Enhanced financial flow
- Another pain point for supply chain players is how to improve cash flow in the value chain, which involves “thousands of invoices and payments in a given year.” The unpredictability and variability of financial inflows and outflows can add more complexity to the inherently complex supply chain financial flow.
- According to Visa, generally, financial management challenges are (1) slow processing due to manual and silo processes; (2) unreliable, unpredictable cash flows because of lack of timely information; (3) costly processes due to compliance and lack of employee empowerment; (4) high Days Sales Outstanding (DSO) caused by invoice reconciliation delays; and (5) suboptimal credit decisions due to manual processes for setting optimal limits.
- Implementing supply chain management can help companies address all these cash flow challenges, allowing them to carefully evaluate their current processes, identify the weakest links that slow down and hamper financial flow, and determine the right solutions to address the problems.
By optimizing product, information and financial flow, companies can proactively create and seize new market opportunities and mitigate risks that can negatively impact their entire business. With an effective supply chain management system in place, enterprises can comprehensively and continually assess their processes, identify and fill all the gaps, lower costs, competently evolve with ever-evolving supply chains, and enable quicker decision making.
Data-Driven Supply Chain Management
To maximize the potential of SCM, however, companies should embrace a data-driven approach because data is at the core of every supply chain transaction and is fundamental to product, information, and financial flow optimization. A data-driven approach to SCM enables seamless integration of business elements, schema-on-read approach to data management, and real-time data transparency.
Data-driven SCM can be achieved by leveraging the OpenText ALLOY™ Platform, which embodies a new approach to integration called Data Platform as a Service (DPaaS). DPaaS is a cloud integration and data management model named for its ability to provide PaaS functionality at the point of data analysis, without the hassle of the underlying data capture, integration, or management mechanics.
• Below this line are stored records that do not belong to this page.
PR #1146, opened 2015-03-03
event data logged as separate key `event_data`

manishtomar:
instead of directly binding the keys to the logs. This is because the log object got is alredy bound with system=otter and fails when we try to bind it again with system=otter.cloud_feed. This is better because the event data can be explicitly analyzed instead of confusing it with other parts of the log.


radix:
Looks good! Thanks :)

Supply chain network complexity is growing as further technological advancements are underway such as 3D printing, “uberization,” IoT, and Mobility. But with effective supply chain management in place – which consists of strategies and best practices for integrating and coordinating all the functions, activities, transactions, and people in the entire value chain – companies will be able to address and adapt to ever-increasing complexities.
To totally maximize the benefits of SCM, companies should embrace a data-driven approach to SCM using the OpenText ALLOY Platform, because data is the basic element in production, information, and financial flow in the supply chain network.